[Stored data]
PR #1111, opened 2025-04-18
feat(builder): for v0.7+ only run the validation portion during bundle sim

### LINKED ISSUE #903: [builder] Add a reverting UO to bundle simulation to exclude execution
**Describe the feature**
We run a final `eth_call` to `handleOps` help ensure that our bundle won't revert onchain. Currently we run the entire `handleOps`, which includes all of the UOs executions.

To improve this, we can add a UO that reverts at the end of the bundle so that we can check to see if any individual UOs revert during validation, without running the full bundles execution.

This should ideally improve latency for a large bundle submission.

dancoombs:
Closes #903

## Proposed Changes

  - Skip bundle simulation if v0.7+ and there is only one UO in the bundle. This simulation was just performed.
  - If v0.7+ add a reverting UO as the last index in the bundle to skip the execution portion during simulation as it doesn't impact bundle validity.

### DIFF
--- a/crates/builder/src/bundle_proposer.rs
+++ b/crates/builder/src/bundle_proposer.rs
@@ -41,9 +41,9 @@ use rundler_types::{
     pool::{PoolOperation, SimulationViolation},
     proxy::SubmissionProxy,
     BundleExpectedStorage, Entity, EntityInfo, EntityInfos, EntityType, EntityUpdate,
-    EntityUpdateType, ExpectedStorage, GasFees, Timestamp, UserOperation, UserOperationVariant,
-    UserOpsPerAggregator, ValidTimeRange, ValidationRevert, BUNDLE_BYTE_OVERHEAD,
-    TIME_RANGE_BUFFER, USER_OP_OFFSET_WORD_SIZE,
+    EntityUpdateType, EntryPointVersion, ExpectedStorage, GasFees, Timestamp, UserOperation,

> _Exercise details_: Please return every entry exactly as it appears.

> _Answer to this task_:
PR #1111, opened 2025-04-18
feat(builder): for v0.7+ only run the validation portion during bundle sim

### LINKED ISSUE #903: [builder] Add a reverting UO to bundle simulation to exclude execution
**Describe the feature**
We run a final `eth_call` to `handleOps` help ensure that our bundle won't revert onchain. Currently we run the entire `handleOps`, which includes all of the UOs executions.

To improve this, we can add a UO that reverts at the end of the bundle so that we can check to see if any individual UOs revert during validation, without running the full bundles execution.

This should ideally improve latency for a large bundle submission.

dancoombs:
Closes #903

## Proposed Changes

  - Skip bundle simulation if v0.7+ and there is only one UO in the bundle. This simulation was just performed.
  - If v0.7+ add a reverting UO as the last index in the bundle to skip the execution portion during simulation as it doesn't impact bundle validity.

### DIFF
--- a/crates/builder/src/bundle_proposer.rs
+++ b/crates/builder/src/bundle_proposer.rs
@@ -41,9 +41,9 @@ use rundler_types::{
     pool::{PoolOperation, SimulationViolation},
     proxy::SubmissionProxy,
     BundleExpectedStorage, Entity, EntityInfo, EntityInfos, EntityType, EntityUpdate,
-    EntityUpdateType, ExpectedStorage, GasFees, Timestamp, UserOperation, UserOperationVariant,
-    UserOpsPerAggregator, ValidTimeRange, ValidationRevert, BUNDLE_BYTE_OVERHEAD,
-    TIME_RANGE_BUFFER, USER_OP_OFFSET_WORD_SIZE,
+    EntityUpdateType, EntryPointVersion, ExpectedStorage, GasFees, Timestamp, UserOperation,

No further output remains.